For the JIC-VQA dataset, you need to download images from URLs. Use the following script to prepare the dataset:

```python
python scripts/prepare_jic_vqa.py
```

## Analyze VLMs Prediction

Visualize your model’s predictions with the following Streamlit app:
```bash
uv run streamlit run scripts/browse_prediction.py --task_id "japanese-heron-bench" --result_dir "result"
```
You will be able to see the visualized predictions, like this:
![Streamlit](./assets/streamlit_visualization.png)


## Contribution

We welcome contributions! If you encounter issues, or if you have suggestions or improvements, please open an issue or submit a pull request.

### How to Add a Benchmark Task
Refer to the `src/eval_mm/tasks` directory to implement new benchmark tasks.

### How to Add a Metric
To add new metrics, implement them in the Scorer class. The code for existing scorers can be found in `src/eval_mm/metrics`.

### How to Add Inference Code for a VLM Model
Implement the inference code for VLM models in the VLM class. For reference, check `examples/base_vlm.py`.

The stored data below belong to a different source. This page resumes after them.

PR #1220, opened 2018-11-13
Always create subscriptions for anonymous groups

### LINKED ISSUE #1180: Unconditionally create subscriptions for anonymous consumer groups in binder
Currently the binder would only create Pub/Sub subscriptions for anonymous consumer groups when resource auto-creation is turned on. However, since the subscription names are completely random for anonymous consumer groups, there is no way the user can have the subscription already existing. So, we should unconditionally create consumer group regardless of auto-creation setting.

The change would be in `PubSubChannelProvisioner.provisionConsumerDestination()`.

meltsufin:
Previously, the binder would only create Pub/Sub subscriptions for
anonymous consumer groups when resource auto-creation was turned on.
This change ensures that we uncodnitionally create subscriptions for
anonymous consumer groups regardless of the auto-creation setting.

Fixes #1180.

### DIFF
--- a/spring-cloud-gcp-docs/src/main/asciidoc/spring-stream.adoc
+++ b/spring-cloud-gcp-docs/src/main/asciidoc/spring-stream.adoc
@@ -58,10 +58,12 @@ spring.cloud.stream.gcp.pubsub.bindings.events.producer.auto-create-resources=tr
 
 If automatic resource creation is turned ON and the subscription and/or the topic do not exist for a consumer, a subscription and potentially a topic will be created.
 The topic name will be the same as the destination name, and the subscription name will be the destination name followed by the consumer group name.
-If the consumer group is not specified, an anonymous one will be created with the name `anonymous.<destinationName>.<randomUUID>`.
+
+Regardless of the automatic resource creation setting, if the consumer group is not specified, an anonymous one will be created with the name `anonymous.<destinationName>.<randomUUID>`.
+Then when the binder shuts down, all Pub/Sub subscriptions created for anonymous consumer groups will be automatically cleaned up.
 
 For example, for the following configuration, a topic named `myEvents` and a subscription called `myEvents.counsumerGroup1` would be created.
-If the consumer group is not specified, a subscription called `anonymous.myEvents.a6d83782-c5a3-4861-ac38-e6e2af15a7be` would be created.
+If the consumer group is not specified, a subscription called `anonymous.myEvents.a6d83782-c5a3-4861-ac38-e6e2af15a7be` would be created and later cleaned up.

### How to Add Dependencies
To add a new dependency, run:
```
uv add <package_name>
uv add --group <group_name> <package_name>
```


### Testing

Run the following commands to test the task classes and metrics and to test the VLM models:
```bash
bash test.sh
bash test_model.sh
```

### Formatting and Linting with Ruff
```
uv run ruff format src
uv run ruff check --fix src
```

### Releasing to PyPI
To release a new version to PyPI:
```
git tag -a v0.x.x -m "version 0.x.x"
git push origin --tags
```


### Updating the Website
For website updates, refer to the [github_pages/README.md](./github_pages/README.md).


## Acknowledgements
- [Heron](https://github.com/turingmotors/heron): We refer to the Heron code for the evaluation of the Japanese Heron Bench task.
- [lmms-eval](https://github.com/EvolvingLMMs-Lab/lmms-eval): We refer to the lmms-eval code for the evaluation of the JMMMU and MMMU tasks.

We also thank the developers of the evaluation datasets for their hard work.